*Exercise prompt:*
Each line in the listing below that holds "into" should be counted; reply with that number only.

*Records for the exercise:*
**********
PR #2189, opened 2025-04-30
Fix broken collection import logs

bmclaughlin:
Connected pulp_ansible.app.tasks.upload.process_collection_artifact logger to collection_import handler.

fixes: PULP-525

### DIFF
--- a/CHANGES/+import-logs.bugfix
+++ b/CHANGES/+import-logs.bugfix
@@ -1,0 +1,1 @@
+Fixed broken collection import logs.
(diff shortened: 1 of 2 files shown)


CHANGES/525.bugfix
gerrod3, line 1: When we don't file a github issue we will typically name our changelogs with words like so:
`+import-logs.bugfix` or `+artifact-logger.bugfix`. This way towncrier won't get confused and try to link an old issue with this one.

PR #2208, opened 2025-05-27
Remove tags table

mdellweg:
Tags of collection versions are now only handled by an array field. The migration in this commit is save to run as long as every component of pulp is running on pulp_ansible >= 0.26.


pulp_ansible/app/viewsets.py
```diff
@@ -1189,27 +1187,20 @@ class AnsibleDistributionViewSet(DistributionViewSet, RolesMixin):
...
     ViewSet for Tag models.
     """
 
     endpoint_name = "pulp_ansible/tags"
-    queryset = Tag.objects.all()
+    queryset = (
+        CollectionVersion.objects.all()
+        .annotate(tag=Func(F("tags"), function="unnest"))
+        .values("tag")
+        .values(count=Count("pk"), name=F("tag"))
```
gerrod3, line 1200: I know I already approved this in the last PR, but sometimes SQL is straight magic...

pulp_ansible/app/viewsets.py
```diff
@@ -1189,27 +1187,20 @@ class AnsibleDistributionViewSet(DistributionViewSet, RolesMixin):
     }
 
 
-class TagViewSet(NamedModelViewSet, mixins.ListModelMixin):
+class TagViewSet(viewsets.GenericViewSet, mixins.ListModelMixin):
```
gerrod3, line 1190: Any particular reason for changing this from a NamedModelViewSet?

pulp_ansible/app/urls.py
```diff
@@ -249,5 +249,12 @@
     path(GALAXY_API_ROOT + "v1/", include(v1_urls)),
     path(GALAXY_API_ROOT + "v3/", include(v3_urls)),
     path(GALAXY_API_ROOT, GalaxyVersionView.as_view()),
-    re_path(r"^pulp/api/v3/ansible/copy/$", CopyViewSet.as_view({"post": "create"})),
+    path(
+        settings.V3_API_ROOT_NO_FRONT_SLASH + "pulp_ansible/tags/",
+        TagViewSet.as_view({"get": "list"}),
+    ),
+    path(
+        settings.V3_API_ROOT_NO_FRONT_SLASH + "ansible/copy/",
```
gerrod3, line 257: Good change on the hardcoded API_ROOT! Shame we used 'ansible/' for copy and 'pulp_ansible/' for tags.

pulp_ansible/app/tasks/upload.py
```diff
@@ -75,12 +75,8 @@ def process_collection_artifact(artifact, namespace, name, version):
...
 
 
-def finish_collection_upload(collection_version, tags, origin_repository):
-    """After CollectionVersion has been created update its tags and latest_version."""
-    for name in tags:
-        tag, created = Tag.objects.get_or_create(name=name)
-        collection_version.tags.add(tag)
-
+def finish_collection_upload(collection_version, origin_repository):
+    """After CollectionVersion has been created update its repository."""
```
gerrod3, line 79: Think of any ideas for removing this workaround now that tags are solved?

pulp_ansible/app/migrations/0062_pivot_collectionversion_tags.py
```diff
@@ -0,0 +1,140 @@
...
+    || (
+      SELECT
+        setweight(to_tsvector(
+          coalesce(string_agg(cvc ->> 'name', ' '), '')
+        ), 'C')
+      FROM jsonb_array_elements(cv.contents) AS cvc
+    )
+    || setweight(to_tsvector(coalesce(description, '')), 'D')
+    FROM ansible_collectionversion cv
+    WHERE cv.content_ptr_id = NEW.content_ptr_id
```
gerrod3, line 76: If this is from the original TS_VECTOR_SELECT should it also be present in the new one?

pulp_ansible/app/migrations/0062_pivot_collectionversion_tags.py
```diff
@@ -0,0 +1,140 @@
...
+"""
+
+# Creates a database function and a trigger to update collection search
+# vector field.
+# In the new version, tags are availabel at create and content should never be updated,
+# so having both insert and update in the trigger from now on is probably fast _and_ safe.
```
gerrod3, line 82: Does the trigger only activate when the fields used in the search vector are updated or anytime a collection-version is updated? I'm thinking about how on uploads we potentially do two saves, 1 insert and 1 update and the second update is for only for the CV's repository field which isn't used in the search vector. Not sure if this is a big deal or not.

gerrod3 (changes requested):
Mostly questions, with the big ones around the gnarly migration.

pulp_ansible/app/viewsets.py
mdellweg: Yes, there's no model for it anymore.
And Pulp's viewset chasing magic goes boom if it finds two viesets for `CollectionVersion`.

pulp_ansible/app/tasks/upload.py
mdellweg: looking...

pulp_ansible/app/migrations/0062_pivot_collectionversion_tags.py
mdellweg: So we _are_ violating the immutable state of the content...

I had possible data repair commands in mind that may save to content for whatever reason. And they really shouldn't be surprised. Again, this new query acts only on the inserted / updated row, like a generated field. I believe it to still be faster.

pulp_ansible/app/viewsets.py
mdellweg: Well this is sql through the lenses of Django ORM.
The one thing that makes it really weird is the way "unnest" works.
It explodes the arrayfield into individual rows, a bit like left join.

pulp_ansible/app/tasks/upload.py
mdellweg: I think the name clash is still not resolved and we need the workaround.
But some comments around it are more than outdated, and it is only that one thing left. I will fold it into the serializer create call. That should surround it with the better context to understand it.

PR #2251, opened 2025-07-11
Make undeprecating collections play by the rules

mdellweg:
Modifying the RepositoryContent table was never a good idea, and with the new plans about changing the datamodel around repository versions, it isn't a viable option anymore.


gerrod3 (approved):
Nice!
**********
*Response:*
2